> _Data records_
== Segment start ==

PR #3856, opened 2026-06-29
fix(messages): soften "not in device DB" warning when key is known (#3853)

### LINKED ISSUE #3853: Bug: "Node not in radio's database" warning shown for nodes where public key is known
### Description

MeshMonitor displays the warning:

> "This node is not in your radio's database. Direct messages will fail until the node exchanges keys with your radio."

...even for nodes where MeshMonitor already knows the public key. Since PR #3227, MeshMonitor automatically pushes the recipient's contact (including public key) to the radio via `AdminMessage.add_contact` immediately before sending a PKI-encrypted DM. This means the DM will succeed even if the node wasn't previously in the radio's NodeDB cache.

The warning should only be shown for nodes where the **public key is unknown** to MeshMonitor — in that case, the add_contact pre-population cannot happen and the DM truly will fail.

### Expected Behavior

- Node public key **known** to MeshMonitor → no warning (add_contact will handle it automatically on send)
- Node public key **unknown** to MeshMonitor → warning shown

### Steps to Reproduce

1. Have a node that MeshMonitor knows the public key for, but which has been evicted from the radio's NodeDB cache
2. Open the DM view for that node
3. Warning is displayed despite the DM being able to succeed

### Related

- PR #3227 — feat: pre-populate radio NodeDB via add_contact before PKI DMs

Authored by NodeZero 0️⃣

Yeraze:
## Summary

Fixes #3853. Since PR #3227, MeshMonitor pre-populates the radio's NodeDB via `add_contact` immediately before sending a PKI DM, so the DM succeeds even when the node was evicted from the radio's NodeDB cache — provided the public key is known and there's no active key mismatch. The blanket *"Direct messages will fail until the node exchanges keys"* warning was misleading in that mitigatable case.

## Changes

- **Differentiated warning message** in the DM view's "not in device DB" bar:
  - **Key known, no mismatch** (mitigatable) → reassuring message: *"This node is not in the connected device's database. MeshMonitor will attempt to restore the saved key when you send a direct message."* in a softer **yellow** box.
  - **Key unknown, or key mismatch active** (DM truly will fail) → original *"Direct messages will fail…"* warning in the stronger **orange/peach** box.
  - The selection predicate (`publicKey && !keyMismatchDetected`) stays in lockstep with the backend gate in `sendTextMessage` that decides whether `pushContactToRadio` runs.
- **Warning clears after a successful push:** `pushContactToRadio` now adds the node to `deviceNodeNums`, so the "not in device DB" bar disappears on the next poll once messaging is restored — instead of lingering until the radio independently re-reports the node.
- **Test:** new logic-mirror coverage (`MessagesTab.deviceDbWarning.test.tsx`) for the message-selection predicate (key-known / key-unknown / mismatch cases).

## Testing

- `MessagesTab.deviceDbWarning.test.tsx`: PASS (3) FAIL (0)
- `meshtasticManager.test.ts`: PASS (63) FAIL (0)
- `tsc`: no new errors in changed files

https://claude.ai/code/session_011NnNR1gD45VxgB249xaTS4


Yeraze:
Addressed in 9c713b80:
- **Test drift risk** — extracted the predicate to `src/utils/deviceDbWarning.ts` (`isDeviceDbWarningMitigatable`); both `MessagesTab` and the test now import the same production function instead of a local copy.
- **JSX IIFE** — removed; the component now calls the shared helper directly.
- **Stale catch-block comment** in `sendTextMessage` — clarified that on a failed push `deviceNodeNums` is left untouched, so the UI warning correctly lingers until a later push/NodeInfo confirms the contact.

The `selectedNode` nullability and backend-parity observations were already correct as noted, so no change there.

== Segment end ==

> _Exercise instructions_
Out of the data above, give again only the lines starting at the one holding "- **Key known, no" and ending at the one holding "- **Test drift", unchanged.

> _Solution below_
  - **Key known, no mismatch** (mitigatable) → reassuring message: *"This node is not in the connected device's database. MeshMonitor will attempt to restore the saved key when you send a direct message."* in a softer **yellow** box.
  - **Key unknown, or key mismatch active** (DM truly will fail) → original *"Direct messages will fail…"* warning in the stronger **orange/peach** box.
  - The selection predicate (`publicKey && !keyMismatchDetected`) stays in lockstep with the backend gate in `sendTextMessage` that decides whether `pushContactToRadio` runs.
- **Warning clears after a successful push:** `pushContactToRadio` now adds the node to `deviceNodeNums`, so the "not in device DB" bar disappears on the next poll once messaging is restored — instead of lingering until the radio independently re-reports the node.
- **Test:** new logic-mirror coverage (`MessagesTab.deviceDbWarning.test.tsx`) for the message-selection predicate (key-known / key-unknown / mismatch cases).

## Testing

- `MessagesTab.deviceDbWarning.test.tsx`: PASS (3) FAIL (0)
- `meshtasticManager.test.ts`: PASS (63) FAIL (0)
- `tsc`: no new errors in changed files

https://claude.ai/code/session_011NnNR1gD45VxgB249xaTS4


Yeraze:
Addressed in 9c713b80:
- **Test drift risk** — extracted the predicate to `src/utils/deviceDbWarning.ts` (`isDeviceDbWarningMitigatable`); both `MessagesTab` and the test now import the same production function instead of a local copy.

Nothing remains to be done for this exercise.